Chefe da PF quer tirar autonomia de delegados em casos de suspeito com foro especial

Paulo Maiurino propôs a medida em um documento enviado ao Supremo Tribunal Federal (ALESP/Divulgação)

Camila Mattoso e Fabio Serapião – Da Folhapress

BRASÍLIA – O diretor-geral da Polícia Federal, Paulo Maiurino, propôs em um documento enviado ao Supremo Tribunal Federal uma reestruturação interna no órgão que tira a autonomia de delegados nas investigações de autoridades com foro especial e pode conceder superpoderes ao próprio chefe da corporação. A manifestação veio após pedido da PF para apurar supostos crimes do ministro Dias Toffoli delatados pelo ex-governador do Rio Sérgio Cabral.

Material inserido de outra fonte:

Issue #62, opened 2015-08-10
Resize chart to parent container


jleft:
- [ ] Define layout of page in CSS
- [ ] Update resizing algorithm

PR #102, opened 2015-08-13
Altered max aspect ratio

### LINKED ISSUE #95: The chart should fill the screen on mobile devices
The chart should fill to the edge of the screen and excess white space should be removed:

excess-whitespace

djmiley:
Resolves #95

### DIFF
--- a/src/assets/js/main.js
+++ b/src/assets/js/main.js
@@ -29,22 +29,8 @@
         var useableScreenHeight = window.innerHeight - headRowHeight - navHeight -
             2 * fc.chart.linearTimeSeries().xAxisHeight();
 
-        var targetWidth;
-        var targetHeight;
-
-        var maxWidthToHeightRatio = 1.5;
-        var maxHeightToWidthRatio = 1.5;
-
-        if (useableScreenWidth > maxWidthToHeightRatio * useableScreenHeight) {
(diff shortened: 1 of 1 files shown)


djmiley:
Changed max aspect ratio from 1.5 to 16 / 9, which seems to be maximum aspect ratio for mobile devices.

src/assets/js/main.js
```diff
@@ -30,8 +30,8 @@
         var targetWidth;
         var targetHeight;
 
-        var maxWidthToHeightRatio = 1.5;
-        var maxHeightToWidthRatio = 1.5;
+        var maxWidthToHeightRatio = 16 / 9;
+        var maxHeightToWidthRatio = 16 / 9;
```
jleft: Rather than assuming this aspect ratio, could we calculate it from  `useableScreenWidth` and `useableScreenHeight`?

djmiley: I possibly ought to rename this, as this refers to the maximum allowed aspect ratio for the charts (although ideally this would be for the container).

Investigation in progress...

djmiley:
Removed `maxHeightToWidthRatio` and `maxWidthToHeightRatio`. Works well without them, as Bootstrap holds the page together well.

djmiley:
Don't merge. Got a bug in here

jleft:
Looks good!

(Will continue this in #62)

PR #106, opened 2015-08-13
Moved data files

djmiley:
#70 Moved data files to support suggested file structure.


RuthC-C:
Good idea.

jleft:
LGTM.

Will merge when conflicts are resolved.

PR #107, opened 2015-08-13
Alternative live data integration

CBarrett2:
This is a bit of an experiment, but in consideration of @tlsim 's comment about refactoring the data out being the next task after the live integration is pulled in, I tried taking as much of the data code out as I could. The button logic is still there, but the ugliest callback stuff is pulled out into a class with onError, onOpen, onBasketReceived etc methods exposed. It would be very easy to then integrate historic data into this set up too.

### DIFF
--- a/src/assets/js/dataInterface.js
+++ b/src/assets/js/dataInterface.js
@@ -1,0 +1,70 @@
+(function(sc) {
+    'use strict';
+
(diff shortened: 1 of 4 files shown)


CBarrett2:
This doesn't want pulling in before the paddedExtent stuff though

jleft:
Alternative to #79

PR #109, opened 2015-08-13
Fixed bug of area white view

### LINKED ISSUE #91: Area series y0 value (baseline) can appear above the x-axis
This leaves a gap, as shown below (highlighted in yellow); this gap should be removed, and the bottom of the area series should meet the x-axis.

area-series-baseline

djmiley:
Resolves #91.


RuthC-C:
Looks fine

CBarrett2:
This would also have the effect of *only just* fitting the data in on the y-axis, I'm not sure this is desirable?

Investigadores ouvidos pela reportagem veem na proposta um ataque do novo chefe da polícia às recentes ações do órgão. Falam que se trata de uma tentativa de controle de apurações por parte do diretor-geral. Maiurino afirmou no documento, ao qual o jornal Folha de S.Paulo teve acesso, que a “direção da Polícia Federal vem estudando a implementação de mecanismos de supervisão administrativa e estruturação organizacional nos moldes daqueles adotados pela Procuradoria-Geral da República”.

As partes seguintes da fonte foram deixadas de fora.